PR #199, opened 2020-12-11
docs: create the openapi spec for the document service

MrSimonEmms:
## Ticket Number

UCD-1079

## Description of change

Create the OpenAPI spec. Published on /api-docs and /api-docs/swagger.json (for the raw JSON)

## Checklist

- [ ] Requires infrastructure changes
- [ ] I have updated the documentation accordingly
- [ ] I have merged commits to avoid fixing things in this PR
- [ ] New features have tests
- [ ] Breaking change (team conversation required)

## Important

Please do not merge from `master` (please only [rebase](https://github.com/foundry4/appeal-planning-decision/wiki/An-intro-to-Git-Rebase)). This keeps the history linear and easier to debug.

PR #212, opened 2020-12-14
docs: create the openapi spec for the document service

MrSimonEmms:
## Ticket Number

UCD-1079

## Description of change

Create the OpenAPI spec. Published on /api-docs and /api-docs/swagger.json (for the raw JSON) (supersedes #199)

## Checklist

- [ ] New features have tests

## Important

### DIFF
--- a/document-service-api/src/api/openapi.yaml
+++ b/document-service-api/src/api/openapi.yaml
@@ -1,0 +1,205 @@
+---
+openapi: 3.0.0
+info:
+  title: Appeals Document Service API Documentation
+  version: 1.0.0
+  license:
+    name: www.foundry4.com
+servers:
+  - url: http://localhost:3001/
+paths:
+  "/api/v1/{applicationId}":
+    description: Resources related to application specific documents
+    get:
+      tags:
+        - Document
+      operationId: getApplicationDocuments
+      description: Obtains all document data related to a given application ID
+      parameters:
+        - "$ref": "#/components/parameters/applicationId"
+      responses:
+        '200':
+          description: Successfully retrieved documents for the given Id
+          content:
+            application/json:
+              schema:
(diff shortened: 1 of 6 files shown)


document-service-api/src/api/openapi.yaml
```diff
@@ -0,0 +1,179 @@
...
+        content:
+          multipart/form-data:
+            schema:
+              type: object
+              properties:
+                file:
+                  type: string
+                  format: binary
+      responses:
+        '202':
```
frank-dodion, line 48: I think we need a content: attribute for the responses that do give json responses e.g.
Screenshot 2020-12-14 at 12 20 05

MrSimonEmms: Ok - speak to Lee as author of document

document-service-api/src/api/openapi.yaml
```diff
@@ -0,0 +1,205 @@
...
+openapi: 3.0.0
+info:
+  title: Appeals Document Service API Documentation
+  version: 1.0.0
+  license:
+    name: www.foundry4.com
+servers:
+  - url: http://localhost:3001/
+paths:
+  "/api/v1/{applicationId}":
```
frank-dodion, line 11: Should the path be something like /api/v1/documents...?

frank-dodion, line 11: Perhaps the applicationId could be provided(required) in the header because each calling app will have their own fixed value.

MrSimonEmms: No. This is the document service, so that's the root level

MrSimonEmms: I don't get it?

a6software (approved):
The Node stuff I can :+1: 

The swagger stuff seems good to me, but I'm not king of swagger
---
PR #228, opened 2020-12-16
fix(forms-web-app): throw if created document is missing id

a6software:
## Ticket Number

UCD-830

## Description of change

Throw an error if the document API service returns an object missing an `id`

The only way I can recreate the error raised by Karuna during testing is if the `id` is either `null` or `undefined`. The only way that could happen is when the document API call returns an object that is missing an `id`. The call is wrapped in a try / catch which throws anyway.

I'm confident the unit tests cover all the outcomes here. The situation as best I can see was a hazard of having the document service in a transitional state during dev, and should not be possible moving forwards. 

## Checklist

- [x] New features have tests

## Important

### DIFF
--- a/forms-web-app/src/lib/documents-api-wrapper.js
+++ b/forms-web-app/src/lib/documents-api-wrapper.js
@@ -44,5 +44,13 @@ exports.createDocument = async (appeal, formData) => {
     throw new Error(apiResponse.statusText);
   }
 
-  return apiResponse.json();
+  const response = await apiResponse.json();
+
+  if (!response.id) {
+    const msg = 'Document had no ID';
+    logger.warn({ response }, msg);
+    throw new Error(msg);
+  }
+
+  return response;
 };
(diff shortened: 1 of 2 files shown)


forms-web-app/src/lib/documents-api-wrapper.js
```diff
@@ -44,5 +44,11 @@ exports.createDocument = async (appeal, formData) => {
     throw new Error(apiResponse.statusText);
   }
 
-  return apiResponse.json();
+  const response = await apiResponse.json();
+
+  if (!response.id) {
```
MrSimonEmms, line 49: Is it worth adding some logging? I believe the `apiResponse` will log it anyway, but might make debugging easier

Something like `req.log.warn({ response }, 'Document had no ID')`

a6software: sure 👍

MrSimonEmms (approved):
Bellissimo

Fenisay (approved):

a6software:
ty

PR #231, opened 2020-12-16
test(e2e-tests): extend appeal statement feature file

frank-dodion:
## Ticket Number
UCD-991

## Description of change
* * *
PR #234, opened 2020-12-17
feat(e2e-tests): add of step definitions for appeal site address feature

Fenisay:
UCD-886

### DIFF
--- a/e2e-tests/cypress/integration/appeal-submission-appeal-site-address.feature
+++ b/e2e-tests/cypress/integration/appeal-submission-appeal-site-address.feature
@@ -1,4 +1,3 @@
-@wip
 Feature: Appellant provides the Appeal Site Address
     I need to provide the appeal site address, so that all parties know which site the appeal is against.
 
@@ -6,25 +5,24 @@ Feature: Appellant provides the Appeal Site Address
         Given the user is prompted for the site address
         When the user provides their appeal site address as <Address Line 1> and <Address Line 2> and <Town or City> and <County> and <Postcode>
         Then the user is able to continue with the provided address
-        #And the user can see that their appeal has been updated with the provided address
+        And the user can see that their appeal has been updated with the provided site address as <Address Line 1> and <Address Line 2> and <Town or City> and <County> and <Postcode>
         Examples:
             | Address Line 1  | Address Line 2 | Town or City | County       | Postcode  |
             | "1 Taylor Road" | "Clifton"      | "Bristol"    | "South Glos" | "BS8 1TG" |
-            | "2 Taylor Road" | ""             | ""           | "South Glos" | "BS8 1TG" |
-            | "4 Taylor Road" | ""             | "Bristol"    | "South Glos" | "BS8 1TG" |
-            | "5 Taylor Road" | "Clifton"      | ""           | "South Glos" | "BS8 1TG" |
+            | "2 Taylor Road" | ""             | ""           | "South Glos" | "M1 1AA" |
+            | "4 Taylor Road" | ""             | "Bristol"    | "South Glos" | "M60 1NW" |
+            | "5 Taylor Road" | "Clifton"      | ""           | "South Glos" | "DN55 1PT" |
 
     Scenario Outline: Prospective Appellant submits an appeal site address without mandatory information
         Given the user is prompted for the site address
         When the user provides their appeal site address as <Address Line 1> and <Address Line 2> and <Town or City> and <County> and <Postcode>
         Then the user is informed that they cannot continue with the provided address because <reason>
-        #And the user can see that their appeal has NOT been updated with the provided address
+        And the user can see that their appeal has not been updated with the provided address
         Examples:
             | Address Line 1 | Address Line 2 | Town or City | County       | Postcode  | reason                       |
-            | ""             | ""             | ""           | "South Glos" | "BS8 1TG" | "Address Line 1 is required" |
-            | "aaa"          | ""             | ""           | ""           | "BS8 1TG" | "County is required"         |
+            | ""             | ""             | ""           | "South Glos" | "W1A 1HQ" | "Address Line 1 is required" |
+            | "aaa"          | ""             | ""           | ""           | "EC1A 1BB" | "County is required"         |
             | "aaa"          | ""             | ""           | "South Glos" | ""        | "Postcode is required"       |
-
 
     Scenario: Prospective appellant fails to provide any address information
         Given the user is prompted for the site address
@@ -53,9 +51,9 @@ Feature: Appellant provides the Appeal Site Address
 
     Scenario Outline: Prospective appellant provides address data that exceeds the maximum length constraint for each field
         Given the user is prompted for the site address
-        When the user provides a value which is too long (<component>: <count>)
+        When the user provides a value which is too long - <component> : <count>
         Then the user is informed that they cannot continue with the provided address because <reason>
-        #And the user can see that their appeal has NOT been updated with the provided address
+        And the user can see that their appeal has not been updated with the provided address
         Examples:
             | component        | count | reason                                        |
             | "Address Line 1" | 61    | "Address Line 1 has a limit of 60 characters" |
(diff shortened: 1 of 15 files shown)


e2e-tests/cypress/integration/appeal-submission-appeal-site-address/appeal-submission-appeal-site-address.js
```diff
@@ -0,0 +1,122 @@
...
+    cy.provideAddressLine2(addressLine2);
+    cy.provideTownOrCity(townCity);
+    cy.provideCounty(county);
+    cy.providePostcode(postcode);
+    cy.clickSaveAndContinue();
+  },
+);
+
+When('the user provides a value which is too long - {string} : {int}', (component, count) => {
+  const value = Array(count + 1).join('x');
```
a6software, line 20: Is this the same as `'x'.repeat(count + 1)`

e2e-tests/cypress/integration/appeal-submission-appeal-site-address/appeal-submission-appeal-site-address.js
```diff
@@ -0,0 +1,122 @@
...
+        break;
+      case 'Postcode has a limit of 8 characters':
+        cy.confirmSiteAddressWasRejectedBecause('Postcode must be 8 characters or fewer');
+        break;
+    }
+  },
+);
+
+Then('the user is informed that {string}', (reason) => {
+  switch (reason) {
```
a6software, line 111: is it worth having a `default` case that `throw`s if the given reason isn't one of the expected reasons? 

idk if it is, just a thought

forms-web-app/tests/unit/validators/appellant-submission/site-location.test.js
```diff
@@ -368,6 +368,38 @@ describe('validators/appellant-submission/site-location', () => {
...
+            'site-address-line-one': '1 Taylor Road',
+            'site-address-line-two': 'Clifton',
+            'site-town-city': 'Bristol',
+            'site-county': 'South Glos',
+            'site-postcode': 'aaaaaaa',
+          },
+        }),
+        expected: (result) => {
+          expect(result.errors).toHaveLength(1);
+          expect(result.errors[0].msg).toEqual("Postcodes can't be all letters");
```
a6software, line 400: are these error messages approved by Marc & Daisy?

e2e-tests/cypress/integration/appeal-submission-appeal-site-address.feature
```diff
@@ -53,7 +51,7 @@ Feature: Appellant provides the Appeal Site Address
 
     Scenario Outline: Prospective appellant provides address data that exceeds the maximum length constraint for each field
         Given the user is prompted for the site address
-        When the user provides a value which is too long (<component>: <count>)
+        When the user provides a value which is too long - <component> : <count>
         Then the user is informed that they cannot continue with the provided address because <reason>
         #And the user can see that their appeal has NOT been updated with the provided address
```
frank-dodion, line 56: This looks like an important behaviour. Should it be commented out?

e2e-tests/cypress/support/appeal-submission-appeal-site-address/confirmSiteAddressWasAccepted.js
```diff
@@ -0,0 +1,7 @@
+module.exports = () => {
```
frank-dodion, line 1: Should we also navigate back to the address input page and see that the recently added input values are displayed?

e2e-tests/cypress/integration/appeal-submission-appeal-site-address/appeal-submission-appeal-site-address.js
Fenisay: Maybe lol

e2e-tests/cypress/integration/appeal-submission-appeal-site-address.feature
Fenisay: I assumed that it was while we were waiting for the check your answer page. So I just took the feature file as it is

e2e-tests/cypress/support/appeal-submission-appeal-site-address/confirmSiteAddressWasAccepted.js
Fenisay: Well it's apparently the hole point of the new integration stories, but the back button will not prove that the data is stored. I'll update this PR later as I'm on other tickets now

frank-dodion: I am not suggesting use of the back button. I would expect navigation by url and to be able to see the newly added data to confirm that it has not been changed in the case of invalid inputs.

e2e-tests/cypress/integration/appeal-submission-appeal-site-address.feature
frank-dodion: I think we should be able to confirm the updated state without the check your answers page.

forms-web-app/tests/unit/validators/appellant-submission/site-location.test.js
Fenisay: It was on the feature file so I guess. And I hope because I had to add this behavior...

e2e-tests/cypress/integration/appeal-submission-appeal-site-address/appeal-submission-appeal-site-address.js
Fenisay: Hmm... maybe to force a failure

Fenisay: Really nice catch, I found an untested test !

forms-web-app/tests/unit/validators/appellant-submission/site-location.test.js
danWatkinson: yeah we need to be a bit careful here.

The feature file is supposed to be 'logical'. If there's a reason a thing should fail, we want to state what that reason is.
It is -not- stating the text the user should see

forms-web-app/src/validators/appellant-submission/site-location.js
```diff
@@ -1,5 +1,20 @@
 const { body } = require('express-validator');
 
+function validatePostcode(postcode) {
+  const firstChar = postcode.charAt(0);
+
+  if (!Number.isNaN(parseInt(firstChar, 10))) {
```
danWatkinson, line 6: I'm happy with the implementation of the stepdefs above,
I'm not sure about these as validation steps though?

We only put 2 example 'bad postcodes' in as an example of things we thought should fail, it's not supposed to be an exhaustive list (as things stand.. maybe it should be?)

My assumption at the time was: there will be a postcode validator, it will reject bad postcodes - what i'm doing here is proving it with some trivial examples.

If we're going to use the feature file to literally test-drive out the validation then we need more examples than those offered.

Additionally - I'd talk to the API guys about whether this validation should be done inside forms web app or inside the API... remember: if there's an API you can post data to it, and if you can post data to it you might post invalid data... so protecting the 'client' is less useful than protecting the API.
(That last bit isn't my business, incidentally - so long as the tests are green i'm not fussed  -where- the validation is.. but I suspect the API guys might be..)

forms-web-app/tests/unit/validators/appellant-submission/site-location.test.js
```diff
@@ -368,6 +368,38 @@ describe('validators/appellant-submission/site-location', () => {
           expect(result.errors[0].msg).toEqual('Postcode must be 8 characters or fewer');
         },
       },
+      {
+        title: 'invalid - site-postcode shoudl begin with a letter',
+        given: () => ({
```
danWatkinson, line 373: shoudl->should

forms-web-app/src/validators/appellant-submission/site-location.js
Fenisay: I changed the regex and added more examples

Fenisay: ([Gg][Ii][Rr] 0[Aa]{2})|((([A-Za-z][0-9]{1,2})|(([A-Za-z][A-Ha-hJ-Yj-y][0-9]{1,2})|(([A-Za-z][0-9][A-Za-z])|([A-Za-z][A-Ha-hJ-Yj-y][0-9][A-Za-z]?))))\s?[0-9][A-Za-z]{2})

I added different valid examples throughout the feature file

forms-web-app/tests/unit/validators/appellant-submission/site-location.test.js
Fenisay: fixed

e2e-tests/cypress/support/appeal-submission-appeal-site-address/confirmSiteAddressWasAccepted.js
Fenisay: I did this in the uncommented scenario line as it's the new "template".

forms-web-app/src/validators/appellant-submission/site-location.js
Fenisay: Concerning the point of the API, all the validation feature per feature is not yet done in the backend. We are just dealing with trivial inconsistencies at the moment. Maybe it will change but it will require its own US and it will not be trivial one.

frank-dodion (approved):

## TRY IT
Retype the records above, but only those lines that fall between the line containing "PR #199, opened 2020-12-11" and the line containing "- [ ] Requires infrastructure changes", with both of those lines included, exactly as written.

## ANSWER TO THIS EXERCISE
PR #199, opened 2020-12-11
docs: create the openapi spec for the document service

MrSimonEmms:
## Ticket Number

UCD-1079

## Description of change

Create the OpenAPI spec. Published on /api-docs and /api-docs/swagger.json (for the raw JSON)

## Checklist

- [ ] Requires infrastructure changes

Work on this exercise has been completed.